Fig. 3. Specific interaction of IP₆ with Ku70/80. Spin-column analysis of the binding of [³H]IP₆ by Ku70/80. Following centrifugation, the [³H]IP₆ present in the void volume indicates the amount bound by Ku70/80. (A) Binding reactions were carried out as described in Materials and methods using [³H]IP₆ (100 nM) and Ku70/80 (filled squares) or DNA-PK_cs (open diamonds). (B) Binding reactions were carried out with Ku70/80 (100 nM) and [³H]IP₆ (100 nM), and supplemented with unlabelled IP₆ (1, 3 and 10 times molar excess) or unlabelled IS₆ (10 times molar excess).

Fig. 4. Trypsin proteolysis mapping of Ku70/80 and DNA-PK_cs in the presence and absence of IP₆. (A) Trypsin digestion of Ku70/80. Protein (1.3 µg) was digested in the presence or absence of IP₆ (10 µM) using the following amounts of trypsin: 0, 1.6, 4, 16, 44 and 132 ng (lanes a– f). The arrow shows a proteolysis product that is formed only in the absence of IP₆. (B) Trypsin digestion of DNA-PK_cs. Protein (1.3 µg) was digested with trypsin as described in (A). Proteins were detected by western blotting.

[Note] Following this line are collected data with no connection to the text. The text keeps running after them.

PR #857, opened 2018-06-19
Deselecting a user before deleting it

### LINKED ISSUE #848: Delete user results in an empty screen
Studio: 2.2.0

**To Reproduce**
1) Log into a ROS instance
2) Select Users
3) Select a User and press delete
4) The window now goes blank instead of showing the list of users

image

image

kraenhansen:
This fixes #848.


cmelchior:
I could have sworn I tried this, and it seemed to work until you killed Realm studio and started it again with `npm run dev`. I was considering if I some problems in the tool/build chain somehow.

kraenhansen:
Okay - I think we have an (unreported) bug in the hot reloading, something about an undefined `__dirname` that I havn't yet had time to locate and fix, perhaps that was what you were seeing?
Perhaps there was an old unmounted component that accessed the user "in the background" or something?

PR #867, opened 2018-07-11
Showing realm state size in the RealmsTabel and RealmSidebar

### LINKED ISSUE #812: Users wants to see the size of a Realm file
#### Goal

As a user I would like to see the size of my Realms so I can plan and manage these.
See https://forums.realm.io/t/how-can-i-see-the-size-of-realms-in-realm-cloud/1441.

#### Expected Results

As a minimum I would expect the size of a Realm being displayed when administering a server and selecting a Realm in the table of Realms. Even better would be if I could see (and potentially sort Realms based on) the size as a column in the table of Realms.

#### Dependencies

ROS does not expose the size of the Realms yet - I've created https://github.com/realm/realm-object-server-private/issues/1080 to track this.

#### Version of Realm and tooling

Realm Studio version: 2.0.0
Realm Object Server version: 3.6.0

kraenhansen:
This fixes #812 and https://github.com/realm/realm-studio-private/issues/2.

It can be tested with ROS running from https://github.com/realm/realm-object-server-private/pull/1113.

Whenever the Realms tab is loaded Studio asks the server to report the state size of all realms on the server. After that it requests the latest state size stats known by the server (these may not be fully up-to-date). These state sizes are used when showing the list of Realms. If the size of a Realm is has not been reported (yet) the loading dots will show in the table.

Here's a (rather long) gif showing the UI when new Realms are added to the server.

realm-sizes-optimized-500

Generating the sizes of 1000 very small Realms takes about 300 ms when running the server locally.

### DIFF
--- a/src/services/ros/index.ts
+++ b/src/services/ros/index.ts
@@ -16,9 +16,6 @@
 //
 ////////////////////////////////////////////////////////////////////////////
 
-import { remote as electron } from 'electron';
-import * as path from 'path';
-
 import * as realms from './realms';
 import * as users from './users';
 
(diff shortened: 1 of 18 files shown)


kraenhansen:
I changed the header from "state size" to "data size" to be more understandable from an end users perspective.

kraenhansen:
After a demo to @roberhofer we decided to simplify the solution to avoid putting unnecessary stress on the server:
- The Realm state size is fetched from ROS from any previous captured stats emitted by the sync server.
- A refresh icon was added to the header from which the user can manually request the sync server to report the realm state sizes and refetch the stats emitted by ROS.

realm-size-on-demand-fast-and-small

kraenhansen:
When the server is running in the Realm Cloud stats are pulled to Prometheus on a 30s delay. And the UX pattern of refreshing the data size statistics broke down - instead I agreed with @kspangsege that we will only primarily on the server keeping these metrics up to date and gradually move towards a solution with more up-to-date sizes and lower latency upon changes.

skaermbillede 2018-08-01 kl 17 08 21

roberhofer:
@kraenhansen : to your comment on 30s refresh rate: Would 30s be not sufficient?

kraenhansen:
@roberhofer I don't think we can use a refresh UX pattern with a spinner if it takes 30+ seconds, then we would need to show a progress bar or something. In the IRL discussion with @kspangsege he feels that with a server with many realms a user can put the server under too much load by refreshing the state size on-demand and I've therefore moved it to the popover of Studio is started with the environment variable that enables internal features.

kraenhansen:
@roberhofer this is not configurable at the moment. I think we should make an effort improving the solution in a different way. Instead of making the recomputation configurable, we should spend time having the recompute happen instantly when a realm changes, with some sort of "backoff period" to prevent it from recomputing on every single change. Also - we should investigate how to make the recompute faster (perhaps have core update an internal counter when the realm changes) that can be read at constant time, instead of having to traverse the state inside the Realm file.

roberhofer:
Agree that this would be a better mechanism.

kraenhansen:
@roberhofer I summed up the current limitations and potential solutions on https://github.com/realm/realm-studio/issues/881.

Issue #907, opened 2018-08-20
Unable to open encrypted files


Janglinator:
**Describe the bug**
As of version 2.6.1 (I previously had 2.4.1), I can no longer open encrypted files.

**To Reproduce**
Double click a realm file.  The screen just whites out.

**Expected behavior**
I am prompted with a field to enter the encryptionKey

**Screenshots**
![image](https://user-images.githubusercontent.com/8138981/44345858-0f916980-a45a-11e8-8156-7593740926b2.png)
![image](https://user-images.githubusercontent.com/8138981/44345863-1324f080-a45a-11e8-89c2-48c5db98c48f.png)

**Versions:**
 - OS: Mac 10.13.5
 - Studio Version 2.6.1

**Additional context**

kraenhansen:
I tried but cannot reproduce this issue, can I have you try copying the realm file from your simulator to your desktop? I don't know exactly how this filesystem is mounted, but I suspect that it might be interfering with the memory mapping Realm is doing.

Do you get the same experience when opening the realm file by clicking the "Open Realm file" on the Greeting window?
![skaermbillede 2018-08-22 kl 11 32 16](https://user-images.githubusercontent.com/1243959/44455793-33da7b00-a5ff-11e8-9a78-d06b5784820c.png)

Would it be possible for you to share the file and its encryption key with me?

Janglinator:
Moving it to the desktop does solve the issue.  I'll share the file in a bit, I can't get it open myself!

Janglinator:
The directories aren't mounted or linked in any way (that I know of), and a typical directory would look like:

/Users/jangles/Library/Developer/CoreSimulator/Devices/69FB2249-E718-426A-8265-C10C71E6FEBE/data/Containers/Data/Application/97CCED1E-B2DB-486E-BDFE-CD87AEE94377/Documents/default.realm

They can definitely get pretty lengthy, but I can open non-encrypted realms fine without moving them to the desktop.  This only occurs with encrypted files.

What's even stranger is that even after downgrading back to version 2.4.1, I still have the same issue.  So either a) I haven't opened an *encrypted* realm in while, and didn't notice this (most of my recent projects have been non-encrypted), or b) the latest version got me into a broken state (not sure if this is possible, just speculating)

kraenhansen:
Please retest this with v2.7.0 of Realm Studio that just got released and share the exception ID here.

Also - thanks for your patience 👍

kraenhansen:
[...]

PR #913, opened 2018-08-22
Implemented Sentry error boundaries

kraenhansen:
When the React component tree experience an unhandled exception the default behaviour is to unmount the entire component tree, which currently results in a white screen (as with #907). Merging this PR will help debug issues by implementing an error boundary that shows that an unrecoverable error has occurred and prompts the user to send us their error event ID which can be used to retrieve more information on what actually happened from Sentry:

skaermbillede 2018-08-23 kl 10 47 26

This is a very unexpected condition it is hard to provide the user with better guidance on how to recover from the issue - it can be anything really ...


Janglinator:
Is there a way for me to grab this commit, or should I just wait for the next release to try it out on #907?

kraenhansen:
@Janglinator sorry for the late reply on my end - I'll make a release with this now.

Fig. 5. V8 protease mapping of Ku70/80 in the presence and absence of IP₆. Reactions were carried out as described in Figure 4, using the following amounts of V8 protease: 0, 4, 16, 48, 148 and 444 ng (lanes a–f). In the lower panels, a slight cross-reactivity of the anti-Ku70 polyclonal antiserum to Ku80 can be seen.

Fig. 6. Trypsin proteolysis mapping of Ku70/80–DNA complexes. Reactions were carried out as described in the legend to Figure 4, using Ku70/80 in the presence or absence of sheared calf thymus DNA. Proteins were detected with western blotting using anti-Ku80 poly clonal antibodies.

Fig. 7. Specificity of IP₆ for mammalian Ku70/80. Spin-column analysis of the binding of [³H]IP₆ by Ku70/80. Following centrifugation, the [³H]IP₆ present in the void volume indicates the amount bound by Ku70/80. Error bars represent the standard deviation of three independent measurements. (A) Comparison of the binding of human Ku70/80 (100 nM) or its yeast homologue yKu70/80 (1 µM) with [³H]IP₆ (100 nM). (B) Comparison of the [³H]IP₆ (100 nM) binding ability of purified recombinant Ku70 (500 nM), recombinant Ku80 (500 nM), recombinant Ku70/80 containing a C-terminal truncated Ku80 subunit [rKu70/80(T); 100 nM], recombinant Ku70/80 containing a full-length Ku80 subunit [rKu70/80(FL); 100 nM], and Ku70/80 purified from HeLa cells [Ku70/80 (HeLa); 100 nM].